# Können die meinen PC einkassiern?



## brecheisen33 (14. Mai 2019)

Hallo

ich habe Schulden, zu viel eingekauft von Geld was ich nicht hatte. Jetzt hab ich Post vom Vollzieher bekommen, kann er meinen Pc einziehen? Bzw. was dürfen die überhaupt mitnehmen?


----------



## Patiekrice (14. Mai 2019)

Jop, dürfen sie. Aber bestimmt kommt demnächst ein hilfreicher Link zu einem seriösen Anbieter für dein Problem :^)


----------



## Tikume (14. Mai 2019)

Gehen Sie jetzt auf http://zaminvest.de/ . ZAMINVEST - die Kreditvergabe Ihres Vertrauens.

Milliardäre hassen diesen Mann, denn er hat das Geheimnis des Geldes entdeckt!


----------



## brecheisen33 (15. Mai 2019)

Patiekrice schrieb:


> Jop, dürfen sie.
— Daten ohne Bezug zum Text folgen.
PR #1167, opened 2016-11-11
Workaround for 100% CPU usage problem on the virtual device

### LINKED ISSUE #1036: gcc virtual device runs at 100% cpu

Aber bestimmt kommt demnächst ein hilfreicher Link zu einem seriösen Anbieter für dein Problem


Dann kann ich den PC einfach wegbringen bevor er kommt oder? Immerhin habe ich einen Termin erhalten und weiß wann die kommen


----------



## spectrumizer (15. Mai 2019)

Ja, natürlich. Was nicht da ist, kann er nicht mitnehmen.


----------



## Patiekrice (15. Mai 2019)

brecheisen33 schrieb:


> Dann kann ich den PC einfach wegbringen bevor er kommt oder? Immerhin habe ich einen Termin erhalten und weiß wann die kommen


 

normalerweise kommen die unangekündigt  Zumindest schien es bei meinem Mitbewohner damals so


----------



## Aun (15. Mai 2019)

ich denke mal das ganze ist situations abhängig. hast du 2000€ schulden oder 100000€? hat sicherlich auch etwas von "gefahr im verzug" oder "nicht ganz sooooo schlimm".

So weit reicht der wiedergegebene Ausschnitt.